A sixth pattern consists of hypogammaglobulinemia, defined electrophoretically as decreased gamma-globulin level, usually without very marked changes in other globulin zones. This configuration is suggestive of the light chain variant of multiple myeloma (about 20% of myeloma cases) in which Bence Jones protein is excreted into the urine without a serum myeloma protein being evident with ordinary electrophoretic techniques. Patients with a substantial degree of hypogammaglobulinemia from other causes have the same electrophoretic picture.

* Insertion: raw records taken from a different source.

PR #1581, opened 2025-10-27
feat: pooled flag for connect

sergiyvamz:
### Summary

- breaking change: `ConnectionProvider.connect()` changed
- add call context
- define a new call context flag `isPooledConnection`

### Additional Reviewers

@karenc-bq 
@aaron-congo 

### DIFF
--- a/wrapper/src/main/java/software/amazon/jdbc/ConnectionInfo.java
+++ b/wrapper/src/main/java/software/amazon/jdbc/ConnectionInfo.java
@@ -16,13 +16,26 @@
 
 package software.amazon.jdbc;
 
-import org.checkerframework.checker.nullness.qual.Nullable;
+import java.sql.Connection;
 
-public interface PluginManagerService {
+public class ConnectionInfo {
+  private final Connection connection;
+  private final boolean isPooled;
 
-  void setInTransaction(boolean inTransaction);
+  public ConnectionInfo(Connection connection, boolean isPooled) {
+    this.connection = connection;
+    this.isPooled = isPooled;
+  }
 
-  void setIsPooledConnection(@Nullable Boolean pooledConnection);
+  public ConnectionInfo(Connection connection) {
+    this(connection, false);
+  }
 
-  void resetCallContext();
+  public Connection getConnection() {
+    return connection;
+  }
+
+  public boolean isPooled() {
+    return isPooled;
+  }
 }
--- a/wrapper/src/main/java/software/amazon/jdbc/ConnectionProvider.java
+++ b/wrapper/src/main/java/software/amazon/jdbc/ConnectionProvider.java
@@ -78,10 +78,10 @@ public interface ConnectionProvider {
    * @param targetDriverDialect the target driver dialect
    * @param hostSpec the HostSpec containing the host-port information for the host to connect to
    * @param props    the Properties to use for the connection
-   * @return {@link Connection} resulting from the given connection information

Finally, there is the so-called monoclonal gammopathy spike (M protein and paraprotein are synonyms). This is located in the gamma area (much less frequently in the beta and rarely in the alpha-2) and consists of a high, relatively thin spike configuration that is more homogeneous and needle shaped than the other gamma or beta elevations discussed earlier. The majority of persons with the monoclonal spike on serum electrophoresis have myeloma. However, a sizable minority do not, and these cases are divided among Waldenstrцm’s macroglobulinemia, secondary monoclonal gammopathies, and idiopathic monoclonal gammopathy (discussed later).

Certain conditions may produce globulin peaks that simulate a small- or medium-sized monoclonal peak rather closely. A configuration of this sort in the alpha-2 area may occur in the nephrotic syndrome or in conditions that produce the acute reaction pattern (the alpha-2 elevation in both cases is due to elevated haptoglobin levels). A small monoclonal-type peak in the beta area may be seen in the third trimester of normal pregnancy or in some patients with chronic iron deficiency anemia (both due to increased transferrin levels). Similar beta region peaks may be caused by the presence of fibrinogen from incompletely clotted blood, by serum free hemoglobin, or by beta-2 microglobulin elevation. In the gamma area, somewhat similar peaks (but usually not as slender and needle like) may be found in rare patients with chronic disease, most often of the granulomatous type.